(Beginning of Data provided)

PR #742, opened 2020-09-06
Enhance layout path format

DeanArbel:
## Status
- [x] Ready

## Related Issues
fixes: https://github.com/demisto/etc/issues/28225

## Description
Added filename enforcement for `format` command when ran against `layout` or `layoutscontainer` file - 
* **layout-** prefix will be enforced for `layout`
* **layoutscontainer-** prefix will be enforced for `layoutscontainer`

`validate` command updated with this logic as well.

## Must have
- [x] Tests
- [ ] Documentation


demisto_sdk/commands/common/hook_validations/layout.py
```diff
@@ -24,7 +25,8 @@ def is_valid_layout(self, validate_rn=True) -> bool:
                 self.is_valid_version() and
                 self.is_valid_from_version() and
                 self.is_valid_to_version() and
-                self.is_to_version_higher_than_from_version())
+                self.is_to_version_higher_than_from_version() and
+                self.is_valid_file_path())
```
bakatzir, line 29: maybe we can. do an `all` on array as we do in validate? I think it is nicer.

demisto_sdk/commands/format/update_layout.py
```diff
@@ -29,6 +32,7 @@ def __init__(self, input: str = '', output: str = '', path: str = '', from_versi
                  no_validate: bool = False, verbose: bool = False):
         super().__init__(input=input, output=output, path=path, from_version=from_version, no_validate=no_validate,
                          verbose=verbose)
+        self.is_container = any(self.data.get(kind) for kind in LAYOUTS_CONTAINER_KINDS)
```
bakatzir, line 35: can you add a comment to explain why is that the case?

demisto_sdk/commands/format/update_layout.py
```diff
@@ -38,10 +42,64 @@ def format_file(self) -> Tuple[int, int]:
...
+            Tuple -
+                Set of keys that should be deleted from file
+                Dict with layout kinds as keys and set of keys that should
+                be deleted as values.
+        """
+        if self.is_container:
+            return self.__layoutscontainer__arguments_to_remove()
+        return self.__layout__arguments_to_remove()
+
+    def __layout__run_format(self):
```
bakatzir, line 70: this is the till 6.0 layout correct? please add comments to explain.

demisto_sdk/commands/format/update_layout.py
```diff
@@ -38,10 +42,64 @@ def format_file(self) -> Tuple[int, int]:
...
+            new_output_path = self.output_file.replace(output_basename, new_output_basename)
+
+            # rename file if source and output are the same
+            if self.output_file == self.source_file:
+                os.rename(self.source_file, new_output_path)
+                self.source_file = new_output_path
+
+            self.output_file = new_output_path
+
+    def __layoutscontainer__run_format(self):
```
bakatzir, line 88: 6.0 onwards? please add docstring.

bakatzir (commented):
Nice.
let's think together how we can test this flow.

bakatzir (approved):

(End of Data provided)
(Beginning of Data provided)

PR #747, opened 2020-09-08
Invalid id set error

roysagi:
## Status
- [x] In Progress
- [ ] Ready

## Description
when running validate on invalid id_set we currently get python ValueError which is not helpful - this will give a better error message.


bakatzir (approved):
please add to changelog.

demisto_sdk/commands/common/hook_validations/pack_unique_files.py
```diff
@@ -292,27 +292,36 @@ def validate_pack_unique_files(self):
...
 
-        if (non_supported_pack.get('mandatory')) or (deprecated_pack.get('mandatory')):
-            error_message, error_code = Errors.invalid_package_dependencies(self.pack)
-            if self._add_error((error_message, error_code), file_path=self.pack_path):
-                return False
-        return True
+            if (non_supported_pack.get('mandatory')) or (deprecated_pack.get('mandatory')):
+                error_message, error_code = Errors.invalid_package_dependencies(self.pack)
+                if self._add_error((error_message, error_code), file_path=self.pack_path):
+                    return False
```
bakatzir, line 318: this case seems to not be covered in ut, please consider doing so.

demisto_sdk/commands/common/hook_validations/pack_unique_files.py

(End of Data provided)

Exercise brief -> Pick out and copy the lines of the entries that hold the string "keys".

Result ->
+                Set of keys that should be deleted from file
+                Dict with layout kinds as keys and set of keys that should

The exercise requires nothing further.